That being said, I highly recommend against it if your primary goal is one of
the following:

\- revenues

\- features

\- installs

\- bugfixes

It will take you longer than expected to accomplish very little in terms of
meaningful improvements which can be relayed to your customers.

------
halcyondaze
Fix your bugs, etc etc but save all of these mentions to a Twitter list or
favorite. Basically capture the interest so you can reach out to them when the
app is closer to product market fit.

This is a good problem to have and there's not much you have to do to 'fix'
it, just capture interest, improve product, and tell interested parties.

------
hellotimmutton
Im not an iOS programmer, so correct me if I'm wrong, but I thought you could
interop swift code with obj-c. In that case, write new functionality in swift
and fix the obj-c with the intention to convert it to swift later down the
track. A rewrite would be overkill, just fix and update where appropriate.

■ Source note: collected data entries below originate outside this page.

PR #859, opened 2018-03-30
fix(media-engine-webrtc): allow replacement of tracks in call

### LINKED ISSUE #858: Replacing localMediaStream causes uncaught exception
## Expected Behavior
When we programmatically change the localMediaStream directly using something like `call.localMediaStream = stream` the stream should update correctly.

## Current Behavior
An uncaught exception at this line: https://github.com/ciscospark/spark-js-sdk/blob/master/packages/node_modules/%40ciscospark/media-engine-webrtc/src/engine.js#L676

## Possible Solution (we welcome any logical suggestion)
Issue is because `removeTrack()` is being called on `this.pc`, so we remove the track from the peerConnection and `existing.track` no longer exists when being removed from `localMediaStream`.

Reversing the removal calls solves the issue:
```
this.localMediaStream.removeTrack(existing.track);
this.pc.removeTrack(existing);
```

## Steps to Reproduce
1. Establish a call
2. Create a new media stream with a different device
3. Set the new media stream

bzang:
## Description

Remove the old track from the localMediaStream first before completely removing it from the peerConnection.

Fixes #858

## Type of Change

## Test Coverage

Test coverage for this is dicey. Need some help seeing how we can test this.

**Test Configuration**:
* SDK Version: `v1.29.5`
* Node/Browser Version: `v8.9.4`
* NPM Version: `5.7.1`

## Checklist:

### DIFF
--- a/packages/node_modules/@ciscospark/media-engine-webrtc/src/engine.js
+++ b/packages/node_modules/@ciscospark/media-engine-webrtc/src/engine.js
@@ -672,8 +672,8 @@ export default class WebRTCMediaEngine {
     const existing = this.pc.getSenders().find((s) => s.track.kind === track.kind && s.track !== track);
     if (existing) {
       this.logger.info(`removing previous ${track.kind} from local media stream`);
-      this.pc.removeTrack(existing);
       this.localMediaStream.removeTrack(existing.track);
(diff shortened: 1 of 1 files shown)


bzang:
Superseded by #910

PR #594, opened 2023-10-10
Ensure forward compatibility by executing the tests with Java 17 & 21

ptziegler:
Note that the goal is not to require Java 21, just to make sure that WindowBuilder that it can be executed with the current LTS.


ptziegler:
Of course Java 21 isn't available on Windows yet :/

ptziegler:
Just some minor test adjustments were necessary, because two new beans are available because of the sequence collections introduced with Java 21.

PR #597, opened 2023-10-12
Replace usage of SWTResourceManager for images with LocalResourceManager

ptziegler:
This replaces the static call to our SWTResourceManager with calls to a
class-local instance of LocalResourceManager.

Example:
SWTResourceManager.getImage() ->
resourceManager.createImage(ImageDescriptor.createFrom()).

The usage of ResourceManager.getImageDescriptor() is removed completely,
with no replacement function. If users require custom image descriptor,
they need to create a subclass instead.

#591


ptziegler:
I also moved the creation of the LocalResourceManager instance into a separate method. This gives us much more flexibility in making sure that the manager is created as early as possible inside the constructor.

Otherwise we end up with errors where the instance is created before the call to super() or after its already used by other widgets...

PR #606, opened 2023-10-21
Replace WB (Compound)Command classes with downstream GEF implementation

ptziegler:
Those classes are almost identical, with the only difference being that execute() doesn't throw an exception. Given that we don't rely on this functionality, it's effectively a drop-in replacement.

Part of the ongoing process to synchronize our graphical editor with GEF.


ptziegler:
Note that 95% of this change just consists of shuffling the imports around... Both our commands and the GEF commands are effectively identical.

PR #608, opened 2023-10-23
Update the ReadMe file and add an example to illustrate the WB editor

ptziegler:
This synchronizes the description of the WindowBuilder website with the GitHub project. Furthermore, a snapshot has been added to show the designer "in action". The source code of this example project has been added to the "examples" folder and is covered by our JUnit test.


ptziegler:
@vogella 
Did you have something like this in mind for the updated ReadMe file?
The diff sadly doesn't format Markdown, but you can see what it'll look like on the [branch](https://github.com/ptziegler/windowbuilder/tree/issue-580-readme)

In the end, I decided for a non-trivial example, more specifically the [k-Means](https://en.wikipedia.org/wiki/K-means_clustering) algorithm in the context of [color quantization](https://en.wikipedia.org/wiki/Color_quantization).

In short, you can reduce the color depth of an image from 24bit to e.g. 4bit, using this composite, while still having both images look somewhat similar. You can see it in the snapshot, where I've redrawn the WindowBuilder logo using only 16 colors.

The source code for this project is part of this pull request and can be found in the _examples_ folder. The idea behind it is that people, who are interested in this project, can not only look at the image, but directly try out the editor on already existing code.

vogella:
Looks really good, thanks

Issue #609, opened 2023-10-23
WB takes Desktop Background and display it in shell background


adidiot:
Hello,

I am using Eclipse 4.19, JDK 21 on Ubuntu 23.04.
WindowBuilder 1.14.0 from https://download.eclipse.org/windowbuilder/updates/milestone/S202310020533/

When I create a simple shell using WB it seems WB takes my Desktop Bakground and display it in design mode 

![image](https://github.com/eclipse-windowbuilder/windowbuilder/assets/90908346/e218abc4-f150-462c-af46-ee1cc4c9ba4a)

Thanks in advance for your support.

ptziegler:
Yeah... The screen capture on Linux is quite a pain. :/
What I think is happening is that the shell hasn't been rendered yet, by the time we try to capture it. As a result, we capture the area behind it (i.e. your desktop).

We have to do some funky stuff in order to capture shells. Does this problem also happen for other composites/widgets?

hippie68:
Similar issue here with WindowBuilder Current from the Marketplace. Any quick workaround?

ptziegler:
I've cleaned up the snapshot mechanism to partially revert to the old logic (drawing via Cairo directly, rather than SWT), meaning it should behave the same way it used to in older version.

One caveat is that we no longer attempt to capture the window decorations, as they are not part of the shell itself. With X11, this is partially possible but not on Wayland, given the sever limitations when it comes to screen captures.

If you want, you can try it out with the latest milestone build:
https://download.eclipse.org/windowbuilder/updates/milestone/S202311141707

I've closed the bug for now. Feel free to re-open it, if it still shows up with the upcoming release.

PR #610, opened 2023-10-25
[GTK] Cleanup SWT snapshot mechanism on Linux systems

ptziegler:
This change consists of the following part:
- The unused methods have been removed from the native C code. They were still called by the 32bit implementation. But given that this mode is no longer supported by SWT, there is no point in keeping it.

- The snapshot mechanism exclusively uses the native implementation (how it used to be). This should hopefully avoid issues where a snapshot is taken before the widget has been rendered.

- We no longer attempt to capture the decorations. Those are part of the window manager and not the shell itself. On X11, it is still possible (yet unreliable) but on Wayland it seems to be prohibited to access anything outside the widget.
Doing so also causes several issues where the figures are cut off or offset by the insets of the window.


ptziegler:
#609

ptziegler:
Finally got around to setting up an isolated Wayland test environment and unsurprisingly, this change would re-introduce the segmentation fault if one doesn't use X11 :disappointed: 

After a lot of trial & error, I think the solution is to clip the widget bounds with its visible area, something that I already did on a Java level and now moved to the C level instead.

Issue #638, opened 2023-11-22
Remove dependency to Digester3


ptziegler:
We use this library to process the XML content of extension point contributions such as _wbp-factory.xml_ or _wbp-component.xml_ files.
However, this library hasn't been updated since 2011 and since then been succeeded by more modern (and better maintained frameworks such as [jaxb](https://github.com/eclipse-ee4j/jaxb-ri) or [FasterXML](https://github.com/FasterXML/jackson). We should try to migrate to one of those frameworks, depending on what's already available on SimRel-Maven.

Getting rid of this library also allows us to remove the dependency to:
- commons-logging,
- commons-beantutils, 
- commons-collections (with the potential to update to commons-collections4)

ptziegler:
The dependency to digester3, commons-collections, commons-logging and commons-lang is gone.

We now use JAXB, commons-collections4 and commons-lang3 instead 🎉

PR #639, opened 2023-11-23
Create new, dedicated plug-in to generate Java code from XSD

ptziegler:
The Java code is generated automatically via the jaxb2-maven-plugin and therefore not checked in. With the latest m2e version, this Mojo should be executed as part of the incremental build.
By using those POJOs, we are able to process the XML extension contribution instead of Digester3.

Note that processing the generated code is done via the JAXB API. Meaning that this approach adds a dependency to jakarta.xml.bind (and jakarta.activation). While the project depends on the latest version, we are compatible with all versions starting from 3.0.0.

#638


ptziegler:
The way I understand digester3 is that you can bind "rules" to a given XPath. Whenever this path is detected inside an XML, the rule is then executed with the attribute at that given location.

My idea is to generate Java POJOs from our schema and then initialize those objects using FasterXML. We can then simply access the attributes via getters.

merks:
Will the setup generate what’s not checked in?

ptziegler:
> Will the setup generate what’s not checked in?

Yes, the version of m2e that's installed with the setup is already smart enough to automatically detect and execute the jaxb2 goal :)

ptziegler:
That being said, Maven seems to be unable to understand the "file:${project_loc:/target-platform}/mvn/wb-mvn.target" URI in the target-platform definition... So it's still not perfect.

merks:
I wish relative paths worked.

ptziegler:
I'll split this migration up into several parts, with this one covering the creation of the XSD plugin and the removal of Digester3 for the LayoutDescription class.

Otherwise this'd be a very big PR.

As mentioned earlier, the classes are generated as part of the incremental build. Meaning that as long as m2e is installed via Oomph, the workspace should still compile out-of-the-box.

Issue #640, opened 2023-11-24
Default layout manager combo in Layouts Preference Page doesn't work


ptziegler:
Selecting any element in the default layout manager combo box always reverts back to the implicit layout. But this should only happen, if the element is unchecked in the table below.

What's happening is that we check, whether an element is checked, via a preference node. but unless the layout has been manually checked at least one, the corresponding node entry has never been initialized. Which is also why one can fix this problem by manually un-checking and re-checking all elements in the table.

https://github.com/eclipse-windowbuilder/windowbuilder/blob/3c7faebd77ed1f68c9d167a859fa3dda0ccb9cf2/org.eclipse.wb.core.ui/src/org/eclipse/wb/internal/core/preferences/LayoutsPreferencePage.java#L212-L216

Also from an UX perspective, why should unchecked elements show up in the combo box, if the user isn't allowed to select them?

This issue was introduced back with 280f8aa3282dce10f92e7d2cbe7077071aa11836.

![image](https://github.com/eclipse-windowbuilder/windowbuilder/assets/70652978/749ba5c8-19f5-4221-ab2d-801bdbbb2c01)

PR #641, opened 2023-11-24
Repair combo-box in layout preference page #640

ptziegler:
Selecting any element in the default layout manager combo box always reverts back to the implicit layout. But this should only happen, if the element is unchecked in the table below.

The input of the combo is adapted whenever the checked state of the table changes, to ensure that the user is only allowed to set those layouts as default, which are checked.

This change also converts the raw SWT widgets into their matching JFace viewers, to allow us to work directly on the LayoutDescription objects, rather than on e.g. Strings.


ptziegler:
Given that this is a very isolated change, I think it's safe to include this fix as part of the RC2.

Issue #645, opened 2023-12-01
Future of the XWT WindowBuilder component


ptziegler:
It's that time again, I suppose... The issue was already brought up in the simrel-build repository when the XWT components were disabled from aggregation.

But this is not the topic of this issue. With the 2023-12 release, the Eclipse Platform moves from the javax.* to jakarta.* namespace, with the plan to drop the support of the former, at some point in the future. Unsurprisingly, XWT is still using the javax packages, which is already causing problems when trying to setup the WindowBuilder workspace.

![image](https://github.com/eclipse-windowbuilder/windowbuilder/assets/70652978/0cc09e24-5d99-4983-89b7-3ee1c5e5e3b4)

Given that both [this](https://git.eclipse.org/r/c/xwt/org.eclipse.xwt/+/205432) and [this](https://git.eclipse.org/r/c/xwt/org.eclipse.xwt/+/205609) item haven't been addressed yet, I don't have high expectation that this gets resolved anytime soon...

My position still hasn't changed where I'm willing to support XWT, as long as it doesn't require a significant amount of work. But given the direction their project is going, it might be worth to reconsider...

(Slightly unrelated, but I'm also curious what the GitLab migration plan for unmaintained projects is...)

PR #646, opened 2023-12-06
Remove XWT integration for upcoming WindowBuilder release #645

ptziegler:
The project is no longer actively maintained and with the Eclipse 2023-12 release, it is also no longer possible to resolve our workspace.

To avoid the disproportional amount of work that goes with keeping that project alive as well, it seems to be the safest solution to simply remove it from our codebase.

Note that this is also the reason why neither XWT nor our XWT extension have been part of the 2023-12 release train.


ptziegler:
@vogella You proposed something similar a few months ago. Any objections?

ptziegler:
The deciding factor is that you are no longer able to resolve all required dependencies of XWT, because they depend on `javax.inject` instead of `jakarta.inject-api`. So you wouldn't be able to install it in the latest IDE.

vogella:
> @vogella You proposed something similar a few months ago. Any objections?

Of course not, less is more.

PR #654, opened 2023-12-09
Remove embedded BurningWave jar and retrieve it via Maven instead

ptziegler:


ptziegler:
> [INFO] License information could not be automatically verified for the following content:
> [INFO] maven/mavencentral/io.github.toolfactory/jvm-driver/9.6.0
> [INFO] maven/mavencentral/org.burningwave/core/12.64.3
> [INFO] maven/mavencentral/org.burningwave/jvm-driver/8.15.0

I suppose we should've done that when the libraries were added in the first place :sweat_smile:

PR #657, opened 2023-12-11
Remove calls to Guavas Lists/Iterables methods #270

ptziegler:
In almost all cases, the call of Lists.newArrayList() can be simply replaced with new ArrayList<>().

List.transform() or Iterables.filter() can be replaced by the Java Stream API, which is also encouraged by their JavaDoc.

Occasionally, we use List.of() to create lists from arrays. But care has to be taken here, because those lists are read-only. If values are written to them afterwards, the constructed list is passted as an argument to an ArrayList.

The MapMaker class which is used to create maps with weak keys/values are replaced by the ReferenceMap.

The Multimap class is replaced by the MultiValueMap.


merks:
Note that List.of().contains(null) NPEs.  It seems a strange design decision.

ptziegler:
> Note that List.of().contains(null) NPEs. It seems a strange design decision.

Hm... Luckily, we rarely have to use List.of() directly, but I can go over the few instances again where we do.

ptziegler:
Looks like you were way ahead of me...
```
java.lang.NullPointerException
	at java.base/java.util.Objects.requireNonNull(Objects.java:209)
	at java.base/java.util.ImmutableCollections.listFromArray(ImmutableCollections.java:190)
	at java.base/java.util.List.of(List.java:1047)
	at org.eclipse.wb.internal.core.utils.jdt.core.CodeUtils.findMethods(CodeUtils.java:558)
	at org.eclipse.wb.tests.designer.core.util.jdt.core.CodeUtilsTest.test_findMethods_List(CodeUtilsTest.java:1091)
```

ptziegler:
I suppose it's safer to use Arrays.asList() instead of List.of(), as former does support null-values.
I'll also split this one up into smaller parts, as it already contains changes to 80 files...

ptziegler:
Guava has been removed through smaller pull requests, making this one here obsolete.

Issue #176, opened 2022-03-18
Lambda Support


gocursor:
WindowBuilder does not recognize lambda expressions, for example:
    addHelpListener(e -> System.out.println("Help!"));

Support for lambda expressions should be added to enable transition to new coding style where a lot of code is written in lambdas.

WindowBuilder Version: 1.9.7.202112020939

wimjongman:
I agree. Are you able to supply a patch? I can help you get started.

wimjongman:
![image](https://user-images.githubusercontent.com/180969/159117758-91360172-38c3-4a74-b45d-cb5448f042d8.png)

gocursor:
Please help me get started: How do I setup the development environment? Which IDE/version should I use? Are the repos located here at GitHub or are they somewhere else and just replicated here on GitHub? Do I need C/C++ compiler?

wimjongman:
We have an automated development environment setup script and explanations here:

https://github.com/eclipse/windowbuilder/blob/master/CONTRIBUTING.md

vogella:
That would be really useful, I stopped using WB due to this. Not being able to use lambdas is a no-go these days.

ptziegler:
The whole thing was a little bit more complicated than expected but lambda expressions, method references and the SWT factory methods  should now be properly recognized.

![image](https://github.com/eclipse-windowbuilder/windowbuilder/assets/70652978/f12fd8af-2a33-46dd-93d0-064130d50de1)

rosennej:
It does not work for me, a Swing radio button.

ptziegler:
No need to post the message twice. The problem was already brought up in #729 and is caused by the plugin containing this functionality not being installed properly. It should be fixed by #734 but still needs to be merged back into the master.

PR #672, opened 2023-12-21
Support of lambda expressions for listeners #176

ptziegler:
WindowBuilder should now be able to recognize lambda expressions that are used to implement (event) listeners.

Example:
addHelpListener(e -> {
   ...
});

With limited functionality, it is also possible to use factory methods used by e.g. SWT.

Example:
addMouseListener(MouseListener.mouseUp(e -> {
   ...
}));


rosennej:
It does not work for me, a Swing radio button.

PR #682, opened 2024-01-08
Use Import-Packages for Commons Logging to handle changed bundle name

ptziegler:
When updating from Commons Logging 1.2.0 to 1.3.0, the symbolic name changed from "org.apache.commons.logging" to "org.apache.commons-logging".

Using the new bundle name seems like the correct choice, given that it is also used by e.g. the SDK.


ptziegler:
Great... Commons-Logging 1.3 broke pretty much everything, thanks to their new slf4j factory.

PR #199, opened 2016-11-14
Split up utils.ts

### LINKED ISSUE #99: Utils.ts should be refactored
Utils.ts is an awkward dumping ground for methods that don't belong anywhere else. It also references a bunch of random things like ClipperState etc. That means that code that use Utils.ts to do something really simple will inadvertently import a bunch of other js files. We should split this out in a way that makes sense.

mttwc:
Fixes #99


src/scripts/urlUtils.ts
```diff
@@ -0,0 +1,143 @@
...
+
+	/**
+	 * Gets the query value of the given url and key.
+	 *
+	 * @param url The URL to get the query value from
+	 * @param key The query key in the URL to get the query value from
+	 * @return Undefined if the key does not exist; "" if the key exists but has no matching
+	 * value; otherwise the query value
+	 */
+	export function getQueryValue(url: string, key: string): string {
```
leakymemory, line 58: We should probably replace these methods with either [qs](https://www.npmjs.com/package/qs) or [query-string](https://www.npmjs.com/package/query-string).

leakymemory (approved):
Thanks for cleaning this up.

src/scripts/urlUtils.ts
mttwc: Will track in another issue

PR #201, opened 2016-11-14
Use _.assign and _.extend in our code base

### LINKED ISSUE #147: Since we have lodash as a dependency now, we can replace a lot of our utility methods with it
Things like `arrayUtils.ts` and `createUpdatedObject` in `utils.ts`. Would also help in #99

mttwc:
Fixes #147 

#NLOC


leakymemory (approved):
This is exactly what I was looking for over the weekend!

PR #207, opened 2016-11-16
Finish removing the serverroot and example stuff

larsendaniel:
Most of this was removed a while ago, the only thing left is the tests, which
I've moved more appropriately to /target/tests


leakymemory (approved):
Thanks for this Daniel!

mttwc:
@larsendaniel do you know which files are hitting the 5s timeout? We've recently started faking out setTimeout and sinon fakeTimers so I'm wondering if we missed something.

larsendaniel:
No idea  :|

mttwc:
If you open up your index.html (tests), it will display all the runtimes on the right. That might help with diagnosing.

larsendaniel:
It's the TOTAL time that was hitting 5 seconds, not a single test.  I'm not sure why that was causing it to abort.  I'm not sure if the change to merge all the tests together is what caused it or not

PR #208, opened 2016-11-16
Bundle tests into a single file

larsendaniel:
This improves the BundleTests task from about 40.0 seconds down to about
1.4 seconds.  :D


mttwc:
This is awesome! Our main concern is that now that all the js files are concatenated, and our test files use globals, we're no longer sandboxing modules. This morning I was making a change on my end to convert all the test modules to use classes (and therefore use state instead of global vars), so when I'm done, I'll integrate with your changes and they will become true sandboxes again :)

mttwc:
Also noticed that there's an additional benefit - if the require (or import) has a bad path, we will get a compiler warning. This is far better than mistyping the wrong test file name into tests.html and not getting any warnings of any sort :D

larsendaniel:
Yeah, I had the same thought when I did this.  Putting each test into some kind of module would resolve that issue.

larsendaniel:
Heh, yeah, it helped me notice that things weren't quite lined up.  There were a few extra, and a few missing.   We could almost generate this file from the actual directory contents now

mttwc:
Good call! I'll put up a PR for the sandbox-ifying of tests as soon as its done and I'll rope you in for that :P

mttwc:
@leakymemory I think we can merge this in now. My changes will come later today.

PR #212, opened 2016-11-16
Organize tests into classes

### LINKED ISSUE #213: Fix and reintegrate commented out tests

mttwc:
Refactor tests to minimize use of globals by using classes. They should also look much neater because of clearer formatting.

Also Fixes #213


mttwc:
@larsendaniel feel free to chip in your 2c!

mttwc:
After lots of investigating with browserify caching, it's actually creating more overhead with all the files being written, I will remove those changes.

larsendaniel:
Yup, this looks right to me.  👍

larsendaniel:
Hmmm, actually I noticed that we still need the following blocks that I had to put in.  `protected afterEach() {
        Settings.setSettingsJsonForTesting(undefined);
    }`

So the tests can still potentially affect each other.  But this is still a good fix.  :shipit:

mttwc:
Yep, that's because we use static state in a lot of places, which is a little unfortunate. I can perhaps move some of this into the base abstract class so we don't have to remember to do it.

leakymemory (approved):

Issue #221, opened 2016-11-17
Refactor tabbing tests to get rid of duplicate code


mttwc:
We're doing the same thing each time ... looping through the objects and checking tabIndexes. We can move all this repeat code into a more central place. 

#GottaGetThatNLOC

PR #222, opened 2016-11-17
Clean up HelperFunctions, test initialization, and test sandboxing

### LINKED ISSUE #193: Clean up HelperFunctions.ts
This was originally used to set up test environments for component testing, but since then, we have shoved every helper we can think of in there. This should be broken up.

mttwc:
1) Broke up HelperFunctions into smaller files that make sense
2) Move global test initialization logic to tests.ts
3) Reset the front end storage on every test. The idea is that TestModule.ts will worry about resetting global state so that the developer doesn't have to. This will allow the tests to be far more sandboxed in nature, removing the need to manually clear storage in certain test files if modified in any way.
4) Initialized 'probably necessary' global state before each test, this way you don't have to worry about hitting undefined errors due to dependencies on global objects that have not been defined.

In the future, **I suggest that we avoid using static state/classes as much as possible**. In an object-oriented world, we really should be using objects so we can make our test-lives easier through mocking, programming to the interface, etc. In the future, we may even want to consider using a DI framework.

Fixes #193


mttwc:
Was going to work on https://github.com/OneNoteDev/WebClipper/issues/221 in a different branch but accidentally pushed it to remote in this one. I'll work on that here.

leakymemory (approved):
Cleaning the house feels good! :-)

PR #226, opened 2016-11-21
Fixed broken pdf viewport test, minor cleanup of ObjectUtils

mttwc:
In a nutshell, for very tiny pages, since the spinner is larger than the page viewport, it stretches the viewport to larger than what it should be. Fixed by adding max-height and max-width on the page viewport, and enforcing the spinner itself to be no larger than the viewport.


VishaalK:
Great!

PR #227, opened 2016-11-22
Port pdf header tests to pdf options tests, styling cleanup, prop/state logic simplification, added more tests

mttwc:


VishaalK (approved):
dope

PR #228, opened 2016-11-22
Relax range invalidation

mttwc:
We now allow commas that have whitespace between them. We simply ignore them and keep parsing.


VishaalK:
Looks good!

PR #235, opened 2016-11-23
Fix no preview on invocation in non-article/non-pdf

mttwc:
The if-else logic in this branch could return undefined. Fixed it so that it always returns a value.


mttwc:
Just going to merge this in because it's an important fix and no one's in the office :P

PR #236, opened 2016-11-23
Fix overflowing content during animations

### LINKED ISSUE #233: During animations, it's possible for content to overflow the container during the transition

Also, if you need someone to port it to Android, feel free to give me a yell
:P

------
AznHisoka
You do know that maybe 20, 10, or even less than 1% of the people who Buffer'd
it actually visited your site and downloaded the app, right? Most people use
their suggestions on auto-pilot.

I would be excited if you saw people spontaneously praising it on Twitter, not
Buffering it. When i search on Twitter, I only see the automated Buffers, not
tweets like "Just found out this app.. love it!" or "Has anyone else used this
app?".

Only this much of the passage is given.